In 2004, the Bush administration also exerted political pressure on other states to curb
their interest in Bout. For example, they pressured the UN to omit the arms trader from
sanctions despite there being considerable efforts from France to freeze his assets and an
Interpol warrant for his arrest. Furthermore, the Bush administration called on its ally the
UK, to remove Bout’s name from their list of individuals recommended for sanctions by
the UN (Fenzel 2007). There have also been reports that the US may have interfered with
Belgian efforts to apprehend the arms trader on a warrant they attempted to execute in
February 2002. Belgian authorities, somewhat clandestinely, had indicted Bout on charges
of illegal weapons trafficking and money laundering.
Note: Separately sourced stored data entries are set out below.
PR #718, opened 2025-02-18
move the logMetadata call that tracks System Overview-related Data Downloads...

alex-silverman:
... from the sys_export_summary_initial_df - which is called in a number of places, including the PPT downloads, and therefore we're overcounting tabular downloads - to within the download handler of the specific Data Download. This is more intuitive and doesn't overcount downloads

### DIFF
--- a/system_composition_server.R
+++ b/system_composition_server.R
@@ -664,6 +664,8 @@ output$sys_comp_download_btn <- downloadHandler(
       col_names = TRUE
     )
     
+    logMetadata(paste0("Downloaded System Overview Tabular Data: ", input$syso_tabbox,
+                       if_else(isTruthy(input$in_demo_mode), " - DEMO MODE", "")))
     exportTestValues(sys_comp_report_num_df = num_df)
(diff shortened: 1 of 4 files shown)


zabalad (commented):
@alex-silverman - if code to capture download of system overview tabular data is in 3 different places, doesn't that mean we would log a single download 3 consecutive times? Maybe I'm misunderstanding how this works

alex-silverman:
> @alex-silverman - if code to capture download of system overview tabular data is in 3 different places, doesn't that mean we would log a single download 3 consecutive times? Maybe I'm misunderstanding how this works

which 3 places are you referring to? the key issue was that we were logging a Downloaded Tabular Data message within the `sys_export_summary_initial_df` function, which got called not only during PPT downloads, but also Tabular downloads and even the Client Export download. Do a CTRL+SHIFT+F search for that function name in Main and you'll see all the places we called it. On top of that, we were also logging the Sys Inflow Outflow tabular download explicitly, but not doing that with the other 2 charts.

alex-silverman:
merging this branch into the metadata-early-birds branch

Issue #724, opened 2025-02-20
VSP projects incorrectly tagged as containing client data


jessefjorstad:
**DO NOT UPLOAD YOUR EXPORT TO GITHUB (HASHED OR NOT)**

**Describe the bug**
I uploaded 4 different CSVs, one per project type (ES, TH, RRH and PSH). And downloaded the PDDE reports. In reviewing them, there were projects that were identified as being VSP (accurate) and containing client data (incorrect). I filtered the Enrollment CSVs by the implicated Project IDs (respective to the project types), but the Project IDs were not found in the Enrollment CSVs. This occurred with the ES, TH and RRH files.

**Time of Issue**
Yesterday (2/20/2025) morning

**To Reproduce**
Unknown. Standard upload of CSV

**Expected behavior**
That no projects that have no enrollments would be identified as having enrollments

**Screenshots**
Note: I consolidated all of the PDDE downloads into one sheet:

![Image](https://github.com/user-attachments/assets/72c6b686-6820-451d-a21d-93ffce1df710)

From the TH enrollment file. You can see that 3735 is not listed

![Image](https://github.com/user-attachments/assets/98bc1550-2042-4129-8506-6528a091054a)

**Desktop (please complete the following information):**
 - Operating System: Windows 10
 - Browser: Chrome

**Smartphone (please complete the following information):**
N/A

**Additional context**
**DO NOT UPLOAD YOUR EXPORT TO GITHUB (HASHED OR NOT)**

vlopez0603:
Hey @jessefjorstad - We're currently investigating this issue. We'll let you know when we anticipate it being resolved.

PR #727, opened 2025-02-28
Hotfix/vsp

alex-silverman:
Mainly handles #724 

However, 3 additional, back-end-y edits:
- Accounting for a side-effect of more recent versions of data.table::fread, which types Date variables as IDate. The fix, implemented here, is to automatically convert them back to Dates. An alternative, slightly better solution, is to update the code to look for IDate wherever it currently looks for Date.
- updates helper data files with the removal of the DomesticViolenceCategory (since we aren't using it), which should have happened for a previous PR but I forgot.
- deleted snapshot pngs. we're gitignoring them now because theyre not necessary to carry through to github. This should save some space, too.


alex-silverman:
@kiadso - tagging/assigning to you also, in case you have time, since this is a super simple fix. But no worries if you don't!

PR #734, opened 2025-03-14
Display adjustments per HUD's guidance

alex-silverman:


zabalad (changes requested):
Looks good to me! Waiting for confirmation of review and edits to columns.csv from Alex

PR #991, opened 2026-05-07
Revert glossary

mlfurman3:
Small PR to go back to old version of glossary until we have system exits in place. The new version on dev has new entries that are not yet relevant.


alex-silverman (approved):
good to go once the old file is up

PR #1012, opened 2026-06-12
1009 update download tabs

sarasoko:
update the client level export (overview & exits) to use updated 'officeR' package function 'sheet_write_data'. 

To resolve the sheet order and file corruption issues, I added the sheets to the excel file, so I didn't need to use 'sheet_add' function. 

For the 'exits' export, I drop the 'Instructions' sheet and the 'Monthly Statuses' and 'Adjusted Enrollment' sheets instead of writing to them. 

Adding all the sheets to the xlsx template allowed me to try out different formatting to test what gets retained after writing. The column widths and conditional formatting seemed to stay, but any cell formatting (like bold and large first row) got lost. I set it to open on the 'Instructions' page


sarasoko:
closing and opening a PR into dev instead of system-exits

PR #1020, opened 2026-06-22
Timeliness CE Assessment and CE Event features

mlfurman3:
Adds Timeliness CE Assessment and CE Event records to Project Dashboard tabs and data download. Additionally, logic adjustments are made to show CE Assess, CE Event, and CLS Record counts depending on project types.


ui.R
```diff
@@ -418,7 +418,7 @@ page_navbar(
         
         nav_panel(
           title = headerTab("Timeliness"),
-          navset_card_underline(
+          navset_underline(
             id = "client_count_ti_subtabs",
```
alex-silverman: I don't love the `id` here, since Timeliness is at the same level as Client Counts but is a different tab. But nbd.

There's also only one tab. Do we expect to introduce more?

client_counts_server.R
```diff
@@ -228,27 +229,28 @@ get_clientcount_download_info <- function(orgList = unique(client_count_data_df(
...
-    select(!!keepCols, ProjectType, nlt0, n0, n1_3, n4_6, n7_10, n11p, mdn) %>%  
-    mutate(ProjectType = project_type(ProjectType)) %>% 
-    arrange(OrganizationName, ProjectName) %>% 
-    nice_names_timeliness(record_type = 'start')
+    validationStart <- tl_df_project_start() %>% 
+      fsubset(OrganizationName %in% orgList) %>% 
+      select(!!keepCols, ProjectType, nlt0, n0, n1_3, n4_6, n7_10, n11p, mdn) %>%  
+      mutate(ProjectType = project_type(ProjectType)) %>% 
+      arrange(OrganizationName, ProjectName) %>% 
+      nice_names_timeliness(record_type = 'start')
```
alex-silverman:
```suggestion
    validationStart <- tl_df_project_start() %>% 
      fsubset(OrganizationName %in% orgList) %>% 
      fselect(c(keepCols, "nlt0", "n0", "n1_3", "n4_6", "n7_10", "n11p", "mdn")) %>%  
      fmutate(ProjectType = project_type(ProjectType)) %>% 
      roworder(OrganizationName, ProjectName) %>% 
      nice_names_timeliness(record_type = 'start')
```

Also, I'd suggest putting this in a function because this same code is essentially reused below.

client_counts_server.R
alex-silverman: I think this should be a function, since it's reused a bunch below:

```
pull_time_cols <- function(cond, df) {
  if(cond)
    df %>% fsubset(ProjectName == input$currentProviderList) %>% fselect(time_cols) %>% unlist
  else
    0
}

dat$proj_start <- pull_time_cols(
  !is.null(df) && input$currentProviderList %in% df$ProjectName,
  tl_df_project_start()
)
```

client_counts_server.R
```diff
@@ -709,16 +815,34 @@ output$timelinessTable <- renderDT({
...
-  if(cc_project_type() %in% project_types_w_cls & input$currentProviderList %in% tl_df_cls()$ProjectName){
+  if(cc_project_type() %in% c(es_nbn_project_type, out_project_type, ce_project_type)){
+    dat$cls = tl_df_cls() %>% fsubset(ProjectName == input$currentProviderList) %>% fselect(time_cols) %>% unlist
+  } else if(cc_project_type() %in% project_types_w_cls & input$currentProviderList %in% tl_df_cls()$ProjectName){
     dat$cls = tl_df_cls() %>% fsubset(ProjectName == input$currentProviderList) %>% fselect(time_cols) %>% unlist
   } else {
     dat$cls <- NULL
   }
   
+  if(cc_project_type() == ce_project_type){# & input$currentProviderList %in% tl_df_ce_assess()$ProjectName){
```
alex-silverman: just curious, why did you split up the conditions this way, as "or" separated vs. "and" like in `dat$nbn`?

client_counts_server.R
```diff
@@ -709,16 +815,34 @@ output$timelinessTable <- renderDT({
...
+    dat$ce_assess <- NULL
+  } 
+  
+  if(cc_project_type() == ce_project_type){# & input$currentProviderList %in% tl_df_ce_event()$ProjectName){
+    dat$ce_event = tl_df_ce_event() %>% fsubset(ProjectName == input$currentProviderList) %>% fselect(time_cols) %>% unlist
+  } else if(input$currentProviderList %in% tl_df_ce_event()$ProjectName){
+    dat$ce_event = tl_df_ce_event() %>% fsubset(ProjectName == input$currentProviderList) %>% fselect(time_cols) %>% unlist
+  } else {
+    dat$ce_event <- NULL
+  }
```
alex-silverman: can combine the first two conditions using `||` operator.

client_counts_server.R
alex-silverman: use "&&" for consistency

client_counts_server.R
```diff
@@ -709,16 +815,34 @@ output$timelinessTable <- renderDT({
   } else {
     dat$nbn <- NULL
   }
-  
-  if(cc_project_type() %in% project_types_w_cls & input$currentProviderList %in% tl_df_cls()$ProjectName){
+  if(cc_project_type() %in% c(es_nbn_project_type, out_project_type, ce_project_type)){
+    dat$cls = tl_df_cls() %>% fsubset(ProjectName == input$currentProviderList) %>% fselect(time_cols) %>% unlist
+  } else if(cc_project_type() %in% project_types_w_cls & input$currentProviderList %in% tl_df_cls()$ProjectName){
```
alex-silverman: can combine these conditions

alex-silverman (changes requested):
mostly formatting changes

client_counts_server.R
alex-silverman: this fails if you upload "S:\projects\CE_Data_Toolkit\Data Sets\Demo Dataset Mods\demo_ESOnly.zip" because `cc_project_type()` resolves to `NA` which isn't handled correctly.

alex-silverman (changes requested):
A few code cleanups (making things into functions), but more importantly, I'm not seeing a CLS column when I select Organization A - ES in DEMO Mode. I think it's because they have no CLS records. The ticket suggests we should still show the CLS column, but `tl_df_cls` has a join with the CurrentLivingSituation dataset, so if there are no CLS records for the selected project, the CLS column won't be shown.

client_counts_server.R
```diff
@@ -709,16 +827,34 @@ output$timelinessTable <- renderDT({
   } else {
     dat$nbn <- NULL
   }
-  
-  if(cc_project_type() %in% project_types_w_cls & input$currentProviderList %in% tl_df_cls()$ProjectName){
+  if(cc_project_type() %in% c(es_nbn_project_type, out_project_type, ce_project_type)){
+    dat$cls = tl_df_cls() %>% fsubset(ProjectName == input$currentProviderList) %>% fselect(time_cols) %>% unlist
```
alex-silverman: Ideally, I think `input$currentProviderList` would be a dropdown whose *values* are Project IDs and whose display names are Project Name, and then use Project ID for subsetting, just in case there are duplicate project names. But def nbd if it's hard to do.

Also, the ticket suggests we should show the CLS column for NbN projects, no matter what, but `tl_df_cls()` has a join with the CurrentLivingSituation dataset, so if there are no CLS records for the selected project, the CLS column won't be shown. Maybe that's desirable, but just bringing it up since it's discrepant with the ticket.

client_counts_server.R
alex-silverman:
```suggestion
    how = "inner"
```

I think we want `inner` because on the next line, we subset to non-null `CurrentLivingSituation.DateCreated`, which is only possible if there's a matching CLS record.

alex-silverman:
Also, when I run main-valid in this branch, the following files have changed:
- ~/eva/tests/helper_data/main-valid/dq_main.csv
- ~/eva/tests/helper_data/main-valid/pdde_main.csv
- ~/eva/tests/testthat/_snaps/linux-4.5/main-valid/test-main-valid-exportTestValues.json
- ~/eva/tests/testthat/_snaps/linux-4.5/main-valid/test-main-valid-just-uploaded.json

But I don't see these in the PR. `dq_main.csv` lost 8 records, 4 each of: Missing Current Living Situation Subsidy Type and Missing Prior Living Situation Subsidy Type. `pdde_main.csv` lost 2 records (issues Inventory Start Precedes Operating Start and Incorrect CoC in bed inventory) and gained 1 (issue No Inventory Records).

www/custom.css
```diff
@@ -271,6 +271,10 @@ body.idle-timeout-occurred #ss-connect-dialog {
   border: 3px solid #FCB248;
 }
 
+#client_count_ti_subtabs {
```
alex-silverman: i think this should be `project_dashboard_tl_subtabs`. That's the id in `ui.R`.

alex-silverman (changes requested):
one super quick change in custom.css. Otherwise looks good for merge!

project_dashboard_server.R
alex-silverman, line 1: - I would rename this file to `project_dashboard_server.R`
- I'd found a few other name changes (e.g. `downloadClientCountReport` and related elements)

project_dashboard_server.R
```diff
@@ -573,12 +594,10 @@ tl_df_cls <- reactive({
   ## Time to Entry - CLS
   cls_df <- join(
     client_count_data_df(), 
-      #fsubset(ProjectName == input$currentProviderList) %>% 
     session$userData$CurrentLivingSituation %>% 
       fselect(PersonalID, EnrollmentID, CurrentLivingSituation.DateCreated = DateCreated, CurrentLivingSituation.InformationDate = InformationDate),
```
alex-silverman: @mlfurman3 - why do we prefix `DateCreated` and `InformationDate` with "CurrentLivingSituation"?

client_counts_server.R
alex-silverman: @mlfurman3 bringing this back up, jic it's unintentional.

project_dashboard_server.R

As a result Interpol issued an arrest
warrant, and Belgian intelligence planned to execute the warrant after finding that Bout
was due to board a flight from Moldova to Greece. British intelligence services sent an
encrypted message to their superiors in London, informing them that the arms merchant
would be arrested when the plane landed in Athens. A short time after the message was
received in London, the plane changed course and disappeared off the radar. It was missing
for approximately 90 min before it reappeared and continued to Athens where it landed.
British and Greek special-forces, who had been waiting in Athens, boarded and searched
the plane. Bout was found not to be on board, but was later sighted by Belgian intelligence
in the Democratic Republic of Congo (Farrah and Braun 2007). In an interview with
Douglas Farrah and Stephen Braun, authors of the 2007 book Merchant of Death: Money,
guns, planes, and the man who makes war possible, European intelligence officials stated
‘‘There were only two intelligence services that could have decrypted the British trans-
mission in so short a time…The Russians and the Americans. And we know for sure it was
not the Russians.’’
Bout continued to fly supplies to Iraq for the US government until 2007. During this
time period there were sporadic news reports of his connections with the US, but CIA
intelligence did nothing to address the issue until 2004. In July 22, 2004, President Bush
issued an executive order labelling Bout a ‘‘specially designated person.’’ This explicitly
banned all US business with the arms trader and froze his assets. Yet this was largely
symbolic as the US continued to use Bout with estimates indicating that he was paid as
much as $60 million to fly US supplies into Iraq despite the ban (Farrah and Braun 2007).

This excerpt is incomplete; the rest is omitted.